• [ACTION ITEM]
Return the data below exactly, but only from the line containing "PR #15793, opened 2025-03-06" through the line containing "The Filament JS", with both of those lines included.
== Segment start ==
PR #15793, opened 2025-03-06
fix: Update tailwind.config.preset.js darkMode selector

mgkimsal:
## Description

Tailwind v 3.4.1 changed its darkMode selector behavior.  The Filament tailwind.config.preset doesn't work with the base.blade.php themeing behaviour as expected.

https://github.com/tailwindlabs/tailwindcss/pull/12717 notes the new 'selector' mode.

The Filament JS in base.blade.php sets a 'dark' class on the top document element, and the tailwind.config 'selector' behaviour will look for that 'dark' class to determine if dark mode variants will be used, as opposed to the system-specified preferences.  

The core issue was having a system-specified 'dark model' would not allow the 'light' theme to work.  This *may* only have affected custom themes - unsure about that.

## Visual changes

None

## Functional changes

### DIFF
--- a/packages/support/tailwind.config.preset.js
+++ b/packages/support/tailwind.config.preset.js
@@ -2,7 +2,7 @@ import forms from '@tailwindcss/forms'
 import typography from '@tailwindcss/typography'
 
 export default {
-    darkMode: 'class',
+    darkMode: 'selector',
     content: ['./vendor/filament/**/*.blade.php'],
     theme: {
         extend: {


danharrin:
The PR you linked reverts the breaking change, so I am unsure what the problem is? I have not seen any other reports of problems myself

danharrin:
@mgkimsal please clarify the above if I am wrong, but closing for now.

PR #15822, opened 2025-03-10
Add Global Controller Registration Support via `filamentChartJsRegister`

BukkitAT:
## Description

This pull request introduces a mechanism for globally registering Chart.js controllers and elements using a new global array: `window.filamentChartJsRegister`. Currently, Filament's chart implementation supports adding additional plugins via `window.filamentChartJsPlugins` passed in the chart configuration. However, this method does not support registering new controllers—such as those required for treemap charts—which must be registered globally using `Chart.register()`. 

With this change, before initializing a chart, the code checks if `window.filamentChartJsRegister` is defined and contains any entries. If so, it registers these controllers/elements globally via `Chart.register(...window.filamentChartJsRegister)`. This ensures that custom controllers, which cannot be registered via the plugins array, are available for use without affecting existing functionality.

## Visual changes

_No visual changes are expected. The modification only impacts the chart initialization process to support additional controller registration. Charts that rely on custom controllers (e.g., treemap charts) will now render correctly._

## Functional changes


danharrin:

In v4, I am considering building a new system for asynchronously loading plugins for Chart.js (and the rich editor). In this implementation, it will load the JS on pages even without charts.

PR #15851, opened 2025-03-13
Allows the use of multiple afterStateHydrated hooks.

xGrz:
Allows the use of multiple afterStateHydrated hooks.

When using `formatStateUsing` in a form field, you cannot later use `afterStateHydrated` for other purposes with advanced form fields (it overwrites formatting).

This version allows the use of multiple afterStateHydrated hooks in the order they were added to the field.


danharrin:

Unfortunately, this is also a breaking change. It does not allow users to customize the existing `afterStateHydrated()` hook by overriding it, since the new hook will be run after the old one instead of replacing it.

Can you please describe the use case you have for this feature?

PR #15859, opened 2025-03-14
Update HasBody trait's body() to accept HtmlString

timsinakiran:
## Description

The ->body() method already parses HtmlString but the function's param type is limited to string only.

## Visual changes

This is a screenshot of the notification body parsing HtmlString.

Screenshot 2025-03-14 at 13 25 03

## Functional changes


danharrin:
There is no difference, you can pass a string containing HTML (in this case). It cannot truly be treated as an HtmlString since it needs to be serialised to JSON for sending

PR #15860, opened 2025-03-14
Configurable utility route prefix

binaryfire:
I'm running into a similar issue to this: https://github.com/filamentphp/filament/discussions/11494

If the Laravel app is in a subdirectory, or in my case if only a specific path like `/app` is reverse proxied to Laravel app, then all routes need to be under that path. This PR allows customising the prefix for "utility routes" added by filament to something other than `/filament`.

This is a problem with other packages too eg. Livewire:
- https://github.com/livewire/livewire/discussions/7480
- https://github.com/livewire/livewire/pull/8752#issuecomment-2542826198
== Segment end ==
== Segment start ==
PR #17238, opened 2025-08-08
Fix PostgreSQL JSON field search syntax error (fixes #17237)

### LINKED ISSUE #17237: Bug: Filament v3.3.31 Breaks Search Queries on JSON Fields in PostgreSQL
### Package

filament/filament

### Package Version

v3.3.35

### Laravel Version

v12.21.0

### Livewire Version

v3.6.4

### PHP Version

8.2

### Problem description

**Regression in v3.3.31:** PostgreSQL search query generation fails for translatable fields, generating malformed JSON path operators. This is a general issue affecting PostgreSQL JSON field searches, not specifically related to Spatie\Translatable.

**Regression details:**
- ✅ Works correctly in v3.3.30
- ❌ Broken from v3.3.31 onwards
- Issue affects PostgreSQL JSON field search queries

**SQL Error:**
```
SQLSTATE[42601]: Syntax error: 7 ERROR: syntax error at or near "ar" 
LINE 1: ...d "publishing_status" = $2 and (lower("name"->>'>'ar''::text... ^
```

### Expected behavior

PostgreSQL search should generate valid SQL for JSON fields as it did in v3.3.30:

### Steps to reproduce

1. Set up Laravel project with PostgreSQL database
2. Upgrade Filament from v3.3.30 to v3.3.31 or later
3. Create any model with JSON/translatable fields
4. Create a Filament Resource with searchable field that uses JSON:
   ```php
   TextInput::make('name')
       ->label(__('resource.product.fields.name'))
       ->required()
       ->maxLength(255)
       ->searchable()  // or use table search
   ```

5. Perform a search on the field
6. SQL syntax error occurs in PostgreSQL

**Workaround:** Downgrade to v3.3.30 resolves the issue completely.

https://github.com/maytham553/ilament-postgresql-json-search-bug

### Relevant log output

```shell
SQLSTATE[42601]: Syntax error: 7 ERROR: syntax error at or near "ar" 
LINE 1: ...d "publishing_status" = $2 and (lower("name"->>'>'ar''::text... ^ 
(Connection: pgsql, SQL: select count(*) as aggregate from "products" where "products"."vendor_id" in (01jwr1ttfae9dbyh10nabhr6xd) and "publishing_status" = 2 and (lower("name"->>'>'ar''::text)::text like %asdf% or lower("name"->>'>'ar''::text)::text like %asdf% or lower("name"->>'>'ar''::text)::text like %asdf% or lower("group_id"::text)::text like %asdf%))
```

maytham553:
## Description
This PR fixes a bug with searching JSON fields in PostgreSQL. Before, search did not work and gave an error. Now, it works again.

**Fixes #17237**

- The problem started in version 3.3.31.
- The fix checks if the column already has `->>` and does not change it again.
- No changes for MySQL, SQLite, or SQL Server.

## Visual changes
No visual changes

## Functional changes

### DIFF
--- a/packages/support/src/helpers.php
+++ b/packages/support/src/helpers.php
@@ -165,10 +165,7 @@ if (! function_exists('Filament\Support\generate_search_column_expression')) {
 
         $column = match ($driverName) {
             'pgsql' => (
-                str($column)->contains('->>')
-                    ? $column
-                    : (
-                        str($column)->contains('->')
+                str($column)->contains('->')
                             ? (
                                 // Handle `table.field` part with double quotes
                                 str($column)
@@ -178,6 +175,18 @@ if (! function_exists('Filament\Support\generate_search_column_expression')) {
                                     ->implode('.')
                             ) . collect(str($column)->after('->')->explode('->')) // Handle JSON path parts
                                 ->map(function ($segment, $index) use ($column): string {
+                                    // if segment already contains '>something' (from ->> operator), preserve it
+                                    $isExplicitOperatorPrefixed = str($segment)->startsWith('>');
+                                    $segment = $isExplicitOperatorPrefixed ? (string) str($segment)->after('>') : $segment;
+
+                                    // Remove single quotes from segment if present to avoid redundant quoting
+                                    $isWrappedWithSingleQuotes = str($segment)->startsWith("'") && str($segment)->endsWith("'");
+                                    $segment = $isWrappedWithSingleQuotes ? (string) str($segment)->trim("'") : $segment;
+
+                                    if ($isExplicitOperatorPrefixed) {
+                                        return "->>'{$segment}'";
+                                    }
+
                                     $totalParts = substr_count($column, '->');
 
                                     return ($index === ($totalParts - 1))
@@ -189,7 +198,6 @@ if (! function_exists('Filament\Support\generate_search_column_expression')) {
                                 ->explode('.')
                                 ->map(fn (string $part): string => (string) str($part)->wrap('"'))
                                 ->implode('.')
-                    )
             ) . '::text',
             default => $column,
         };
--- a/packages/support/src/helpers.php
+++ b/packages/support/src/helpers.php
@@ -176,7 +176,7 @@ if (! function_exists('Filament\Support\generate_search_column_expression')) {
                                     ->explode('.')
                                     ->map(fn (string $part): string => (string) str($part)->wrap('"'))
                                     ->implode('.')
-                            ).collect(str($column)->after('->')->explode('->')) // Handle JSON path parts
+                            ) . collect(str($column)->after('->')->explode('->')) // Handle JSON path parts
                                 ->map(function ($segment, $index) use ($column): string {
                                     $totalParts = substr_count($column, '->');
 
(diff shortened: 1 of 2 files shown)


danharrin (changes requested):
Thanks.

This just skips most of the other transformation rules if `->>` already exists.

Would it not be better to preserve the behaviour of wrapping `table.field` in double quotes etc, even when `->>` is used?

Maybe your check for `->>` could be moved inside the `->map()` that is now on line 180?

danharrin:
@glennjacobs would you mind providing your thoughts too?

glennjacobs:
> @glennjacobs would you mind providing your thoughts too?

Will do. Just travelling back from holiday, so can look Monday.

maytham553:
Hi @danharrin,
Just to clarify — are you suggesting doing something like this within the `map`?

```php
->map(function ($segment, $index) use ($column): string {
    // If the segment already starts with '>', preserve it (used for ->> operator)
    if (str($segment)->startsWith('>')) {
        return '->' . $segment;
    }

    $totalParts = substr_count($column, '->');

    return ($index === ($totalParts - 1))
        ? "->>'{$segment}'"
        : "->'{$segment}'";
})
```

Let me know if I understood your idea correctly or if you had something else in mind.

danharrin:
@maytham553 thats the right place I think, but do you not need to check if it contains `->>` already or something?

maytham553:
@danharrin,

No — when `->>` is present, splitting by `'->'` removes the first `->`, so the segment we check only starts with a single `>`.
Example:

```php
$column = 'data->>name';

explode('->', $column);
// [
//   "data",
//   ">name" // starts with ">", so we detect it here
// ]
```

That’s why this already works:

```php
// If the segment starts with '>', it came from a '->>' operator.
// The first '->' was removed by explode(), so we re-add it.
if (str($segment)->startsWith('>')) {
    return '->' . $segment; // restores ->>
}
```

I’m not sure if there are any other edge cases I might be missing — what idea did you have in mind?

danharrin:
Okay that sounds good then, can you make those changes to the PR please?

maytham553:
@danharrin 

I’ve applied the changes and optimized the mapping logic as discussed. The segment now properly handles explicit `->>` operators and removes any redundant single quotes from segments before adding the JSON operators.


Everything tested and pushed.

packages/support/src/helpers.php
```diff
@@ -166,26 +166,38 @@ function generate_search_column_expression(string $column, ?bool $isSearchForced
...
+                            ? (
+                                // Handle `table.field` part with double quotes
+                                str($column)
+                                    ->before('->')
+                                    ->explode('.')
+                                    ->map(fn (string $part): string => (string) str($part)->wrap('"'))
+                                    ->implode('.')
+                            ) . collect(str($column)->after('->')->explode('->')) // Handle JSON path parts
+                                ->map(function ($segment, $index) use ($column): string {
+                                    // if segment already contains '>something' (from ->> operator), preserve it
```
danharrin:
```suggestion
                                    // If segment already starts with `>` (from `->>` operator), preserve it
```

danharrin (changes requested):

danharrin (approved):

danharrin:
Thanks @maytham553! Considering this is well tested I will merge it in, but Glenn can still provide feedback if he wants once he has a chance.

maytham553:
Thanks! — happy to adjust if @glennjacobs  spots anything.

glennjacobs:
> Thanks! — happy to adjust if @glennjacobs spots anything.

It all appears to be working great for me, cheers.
== Segment end ==
• [TASK SOLUTION]
PR #15793, opened 2025-03-06
fix: Update tailwind.config.preset.js darkMode selector

mgkimsal:
## Description

Tailwind v 3.4.1 changed its darkMode selector behavior.  The Filament tailwind.config.preset doesn't work with the base.blade.php themeing behaviour as expected.

https://github.com/tailwindlabs/tailwindcss/pull/12717 notes the new 'selector' mode.

The Filament JS in base.blade.php sets a 'dark' class on the top document element, and the tailwind.config 'selector' behaviour will look for that 'dark' class to determine if dark mode variants will be used, as opposed to the system-specified preferences.  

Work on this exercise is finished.